As I think about network effects, a few insights stand out for me.

  • Network effects increase WTP by connecting users directly, through complements or via platforms. Companies that build network effects raise WTP and they limit competition at the same time.
  • Market share is an inadequate predictor of profitability. It should never be used as a strategic goal. Markets with network effects, however, are an exception. They reward companies with more users and greater share.
  • Facebook-style winner-take-all outcomes are rare. Interestingly, geography both limits and enhances the strategic value of network effects. If these are local in nature, different companies win in different markets. But if the markets are small enough, they are more likely to tip and create a single winner. The net result is a patchwork of local champions.
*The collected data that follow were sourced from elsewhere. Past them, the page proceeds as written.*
PR #292, opened 2020-08-25
Update: Reduce gap in betweeen y-axis and y-axis label(fixes #30)

### LINKED ISSUE #30: Reduce spacing between y-axis and the y-label
**Is your feature request related to a problem? Please describe.**
We have implemented the carbon line graph in one of our applications and noticed that the y-label is a bit farther from y-axis than necessary. 

**Describe the solution you'd like**
y-label moved closer to the y-axis, 10px between is the recommendation for our use case or made configurable if different consumers have different requirements.

**Additional context**
Screenshoting showing ylabel far to the left of the y-axis:
image

AshishMotanamGurunadham:

-   [x] Feature
-   [ ] Bug fix
-   [ ] Dependency updates
-   [ ] Documentation updates
-   [ ] Build related changes

-   [ ] Yes
-   [x] No

- Reduced gap in between y-axis and y-axis label when y2-axis is set to false.
 
**Dev site path example**
- https://engineering.cerner.com/carbon-graphs/#/line/simple

**Add any screenshots**

**Before**
image

**After**
image


src/test/unit/controls/Graph/GraphGenerate-spec.js
```diff
@@ -507,10 +507,39 @@ describe("Graph - Generate", () => {
                 axisDefault.x.label
             );
         });
-        it("Creates label y axis when text is present", () => {
+        it("Creates label y axis when y2-axis is false and when text is present", () => {
```
Veera81, line 510: nit: the wording little confusing. What is text present? Is that y-axis label present?

nit: It can be updated like below
```js
describe("when y2-axis is false and y-axis label is present", () => {
     it("should create y-axis label and reduce the gap between y-axis and y-axis label", () => {
    });
});
``

File: src/test/unit/controls/Graph/GraphGenerate-spec.js [hunk 2]
```diff
@@ -507,10 +507,39 @@ describe("Graph - Generate", () => {
...
+            expect(yLabelElement.querySelector("tspan").textContent).toBe(
+                axisDefault.y.label
+            );
+            expect(yLabelElement.getAttribute("transform")).toContain(
+                "rotate(-90)"
+            );
+            expect(toNumber(translate[0], 10)).toBeCloserTo(20);
+            expect(toNumber(translate[1], 10)).toBeCloserTo(115);
+        });
+        it("Creates label y axis when y2-axis is true and text is present", () => {
```
Veera81, line 528: nit: It can be updated like below
```js
describe("when y2-axis is true and y-axis label is present", () => {
     it("should create y-axis label and not reduce the gap between y-axis and y-axis label", () => {
    });
});
``

File: src/test/unit/controls/Graph/GraphGenerate-spec.js [hunk 3]
```diff
@@ -507,10 +507,39 @@ describe("Graph - Generate", () => {
...
+            ).translate;
+            expect(yLabelElement.nodeName).toBe("g");
+            expect(yLabelElement.querySelector("tspan").textContent).toBe(
+                axisDefault.y.label
+            );
+            expect(yLabelElement.getAttribute("transform")).toContain(
+                "rotate(-90)"
+            );
+            expect(toNumber(translate[0], 10)).toBeCloserTo(20);
+            expect(toNumber(translate[1], 10)).toBeCloserTo(115);
```
Veera81, line 526: Is this the exact difference between this (115) and the below test(120)?

Veera81: Never Mind. The 120 value belongs to different test case

src/test/unit/controls/Graph/GraphGenerate-spec.js
AshishMotanamGurunadham: Well that sounds good. But in order to maintain the consistency with previous test cases i just wrote it this way.

src/test/unit/controls/Graph/GraphGenerate-spec.js
AshishMotanamGurunadham: Well that sounds good. But in order to maintain the consistency with previous test cases i just wrote it this way.

PR #295, opened 2020-09-09
Fix: Region doesn't show face up (fixes #284 )

### LINKED ISSUE #284: Region doesn't show face up, when it has a content without values
**Describe the bug**
The region in the carbon-graphs does not show face up, even though there is only one line on the graph, if there is a content without values.

**Link to CodeSandbox**
Use [this](https://codesandbox.io/s/reverent-mendel-nphfx) template to reproduce the behavior.

**Steps to reproduce**
1. Load graph with a line graph with data containing region.
   * The line graph displays with region
2. Loan another line in the same graph/canvas which has empty array as values.
   * The region gets disappeared.

**Expected behavior**
The respective, region should appear where there is only one content in the graph.

**Screenshots**

-   OS: [e.g. iOS]
-   Browser [e.g. chrome, safari]

**Additional context**
The legend without data will be either disabled/hidden. So user will not get a chance to unselect the legend. So the graph will think, it has more than one content and hides all the regions.

SharathAlur:
Fixes: https://github.com/cerner/carbon-graphs/issues/284

-   [ ] Feature
-   [x] Bug fix
-   [ ] Dependency updates
-   [ ] Documentation updates
-   [ ] Build related changes

-   [ ] Yes
-   [x] No

Avoid adding the graph to the `shownTargets` if the content do not have data.
Set `shouldHideAllRegion` to false if there is only one graph content displayed.

**Add any screenshots**
Screenshot 2020-09-09 at 3 19 17 PM
Screenshot 2020-09-09 at 3 20 25 PM


SharathAlur:
Sorry. I found there is an issue after rebasing with main branch. Once I fix that, I will ask for the review.

PR #309, opened 2020-10-06
Fix: Fixed element.remove() issue with Internet Explorer(fixes #307)

### LINKED ISSUE #307: element.remove() function is not working in Internet explorer
**What part of Carbon does this bug correlate to?**
General graph logic:

* [x]  Graph attributes (axes, legends, regions...etc.)
* [ ]  Other (please specify): 

**Describe the bug**
- When we try to destroy one of the tooltip div element in Carbon-graphs, we are getting error like "**Object does not support property or method called remove**" because IE does not support **remove()** function for DOM elements.

**Expected behavior**
- div element should be removed during destroy without any errors in all browsers.

**Screenshots**
image

-   Browser [internet explorer]

AshishMotanamGurunadham:
Fixes : #307 

-   [ ] Feature
-   [x] Bug fix
-   [ ] Dependency updates
-   [ ] Documentation updates
-   [ ] Build related changes

-   [ ] Yes
-   [x] No

- Made changes to tooltip element remove method, so that it will also work in Internet explorer without any errors.


Veera81 (approved):

mraplumb:
@AshishMotanamGurunadham are there any screenshots or evidence that you can provide of this working in IE and the other supported browsers since this was an issue with browser compatibility?

src/main/js/helpers/label.js
```diff
@@ -338,7 +338,8 @@ const createTooltipDiv = () => {
  */
 const destroyTooltipDiv = () => {
     if (document.querySelector(`.${styles.labelPopupTooltip}`)) {
-        document.querySelector(`.${styles.labelPopupTooltip}`).remove();
+        const element = document.querySelector(`.${styles.labelPopupTooltip}`);
+        element.parentNode && element.parentNode.removeChild(element);
```
mraplumb, line 342: are we wanting to return `true` or possibly `false` from this?  If so, for what reason?

would it be more appropriate to use
```javascript
if(element.parentNode) {
   element.parentNode.removeChild(element);
}
```

AshishMotanamGurunadham:
> @AshishMotanamGurunadham are there any screenshots or evidence that you can provide of this working in IE and the other supported browsers since this was an issue with browser compatibility?

**Outputs when graph is destroyed:** 

**Internet Explorer:**
image

**Google chrome:**
image

**Firefox:** 
image

**Safari:**
image

src/main/js/helpers/label.js
AshishMotanamGurunadham: It won't return any boolean value Andy. It will just remove the element present in DOM. 

**element.parentNode && element.parentNode.removeChild(element);**
It is like kind of if statement if node is present then it will execute the logic else No and it won't make any difference either way i guess Andy.

mraplumb: I think if we are attempting to validate that `element.parentNode` exists and then retrieve the child node, I would prefer to do that with an explicit if block

Veera81 (approved):

src/main/js/helpers/label.js
AshishMotanamGurunadham: Fixed [here](https://github.com/cerner/carbon-graphs/pull/309/files#diff-ee13bfd863a6dec0adb29b9fc41caf73R342).

mraplumb (approved):

PR #773, opened 2025-02-04
Add test for cert-manager migration and refactor some helper funcs

nrfox:
Adds a test for migrating an SMCP instance that uses cert-manager/istio-csr from 2.6 --> 3.0. Includes checks for the webhook caBundle matching before and after migration as well as the webhook being "stable", as in it is not updated for a period of time.


FilipB:
Tested that it correctly catches the problem when using 2.6.5 operator:
`Resource: validatingwebhookconfigurations istio-system/istio-validator-ossm3-istio-system is not stable`

pkg/util/helm/helm.go
```diff
@@ -91,7 +91,7 @@ func (c cmd) Uninstall(t test.TestHelper) {
 	if c.namespace == "" {
 		t.Fatalf("namespace must be specified to uninstall helm release")
 	}
-	shell.Executef(t, "helm uninstall %s -n %s", c.release, c.namespace)
+	shell.Executef(t, "helm uninstall %s -n %s --ignore-not-found", c.release, c.namespace)
```
FilipB, line 94: This fails with: `Error: unknown flag: --ignore-not-found` Does it work locally for you? Maybe we just need to update helm on jenkins worker.

nrfox: Ah yes it works locally for me but maybe this was added in a later version. This is not important and can be removed. There were a couple of times where the chart failed to uninstall because it had already been deleted but I think was fixed by changing the order of cleanup operations. I can remove this.

FilipB:
All 3 tests from migration group passed when running against https://github.com/maistra/istio-operator/pull/1863

pkg/tests/tasks/migration/cert_manager_test.go
```diff
@@ -0,0 +1,175 @@
...
+		t.Cleanup(func() {
+			t.Log("Uninstalling cert-manager operator")
+			certmanageroperator.Uninstall(t)
+			oc.DeleteTestBoundNamespaces(t)
+			// clean up bookinfo
+			oc.DeleteFile(t, ns.Bookinfo, migrationGateway)
+			app.Uninstall(t, app.Bookinfo(ns.Bookinfo))
+		})
+		ossm.BasicSetup(t)
+		certmanageroperator.InstallIfNotExist(t)
```
FilipB, line 49:
```suggestion
                // this also installs root-ca
		certmanageroperator.InstallIfNotExist(t)
```

FilipB (approved):

PR #777, opened 2025-04-24
Add test for MultiTenant migration

nrfox:


pkg/tests/tasks/migration/migration_test.go
```diff
@@ -147,6 +147,148 @@ spec:
...
+  values:
+    meshConfig:
+      discoverySelectors:
+        - matchLabels:
+            tenant: tenant-b`
+		setupIstio(t, istioA, istioB)
+
+		t.LogStep("Migrate bookinfo to 3.0 controlplane")
+		ossm3RevName := oc.GetJson(t, "", "Istio", istioA.Name, "{.status.activeRevisionName}")
+		oc.Label(t, "", "Namespace", ns.Bookinfo, maistraIgnoreLabel+" istio.io/rev="+ossm3RevName)
```
FilipB, line 257: Don't we need also `tenant-a` label here? Wondering why the test passed, bookinfo namespace should be ignored by 3.0 control planes without the label.

FilipB: We should probably add another workload so there is one for tenant-a and one for tenant-b and check that it's controlled by correct control plane.

FilipB (commented):
First run passed but during second run the bookinfo pods did not start due to:
`MountVolume.SetUp failed for volume "istiod-ca-cert" : configmap "istio-ca-root-cert" not found`. I can't investigate more as I'm on customer case so I will revisit this later.

pkg/tests/tasks/migration/migration_test.go
```diff
@@ -147,6 +147,148 @@ spec:
...
+		t.Cleanup(func() {
+			oc.DeleteTestBoundNamespaces(t)
+			// clean up bookinfo
+			oc.DeleteFile(t, ns.Bookinfo, migrationGateway)
+			app.Uninstall(t, app.Bookinfo(ns.Bookinfo))
+		})
+
+		t.LogStep("Install SMCP tenant-a 2.6 in multitenant mode")
+
+		smcpA := ossm.DefaultSMCP()
```
FilipB, line 165: This is now failing after this change - https://github.com/maistra/maistra-test-tool/commit/da12cde47fc2837b32fc732f52a1a6acdb638de8#diff-0e54e2867b5c8d47a5bd9ae361e741b091a106765bbe10a4928aafa24baf7b1aR85

pkg/tests/tasks/migration/migration_test.go
nrfox: > Don't we need also tenant-a label here? Wondering why the test passed, bookinfo namespace should be ignored by 3.0 control planes without the label.

Yes there's a couple of factors for this after poking at this a bit:

1. Discovery and injection are two different things. You can inject a pod into a namespace via the mutating webhooks even though that namespace isn't covered by the discovery selectors. Normally when this happens the pods don't startup because istiod doesn't put the root configmap into that namespace unless it matches the discovery selectors and the sidecar proxies can't start without the istio ca in the namespace. In this case though because maistra was already managing that namespace the root configmap is there.
2. Default outbound traffic policy allows you to communicate with services outside the registry. So even though the bookinfo pods don't exist in the istio registry, they can still communicate with one another because the default outbound traffic policy allows it.

I think I'll change the outbound traffic policy to `REGISTRY_ONLY` so that the test will fail for this case as well as adding the label.

nrfox: So even with `REGISTRY_ONLY` the curl request to productpage still succeeds. I added a test that curls the istio registry to ensure that all the bookinfo apps exist in the registry of the 3.0 istio.

pkg/tests/tasks/migration/migration_test.go
```diff
@@ -147,6 +149,187 @@ spec:
...
+		{Name: "details-v1", Labels: map[string]string{"app": "details", "version": "v1"}},
+		{Name: "bookinfo-gateway", Labels: map[string]string{"istio": "bookinfo-gateway"}},
+	}
+	oc.DefaultOC.RestartDeployments(t, bookinfoNamespace, workloadNames(workloads)...)
+	// Waiting for the rollouts to complete ensures that old pods have been deleted.
+	// If there are old pods lying around then the assertion below to get the pod annotations
+	// will fail.
+	oc.WaitDeploymentRolloutComplete(t, bookinfoNamespace, workloadNames(workloads)...)
+	retry.UntilSuccess(t, func(t test.TestHelper) {
+		if output := oc.DefaultOC.Invokef(t, `oc get pods -n %s -o jsonpath='{.items[?(@.metadata.deletionTimestamp!="")].metadata.name}'`, bookinfoNamespace); output != "" {
```
FilipB, line 244: Nice! Taking a note..

FilipB (approved):
Thank you!

PR #790, opened 2026-04-13
migration: add test for federation to multi-cluster migration

jewertow:
This is a follow-up to https://github.com/openshift-service-mesh/sail-operator/pull/635


dgn:
You are aware that we have docs tests in the sail-operator repo, right? ie you can execute the things you documented and test the documentation that way

jewertow:
Actually, I'm not... Sorry, I didn't contribute to that project enough.

FilipB:
This is OSSM specific documentation which will not be included to upstream sail operator so I think this is a correct place to put the test. Together with other 2.6 -> 3.y migration scenarios which are also not documented in upstream sail operator. This will also allow us to run this easily during downstream testing.

FilipB (approved):
Thank you. I will add this to our jenkins migration pipeline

The dark side of network effects is the extent to which they limit competition. The question of whether companies like Facebook, Google, and Alibaba have become “too big” is hotly contested.24 To resolve the issue, we need to weigh the customer delight that results from network effects against the cost of limited competition. This is not a new question, of course. The regulation of natural monopolies—companies, such as railways and utilities, that benefit from scale to such an extent that no one is able to compete—involves similar trade-offs, with one important difference. While the monopolies of yore used their market power to raise prices and shrink customer delight, the opposite is more typical now. Do the low prices limit competition and innovation to such an extent that we would be better off forgoing some of the immediate benefits of network effects? We do not know.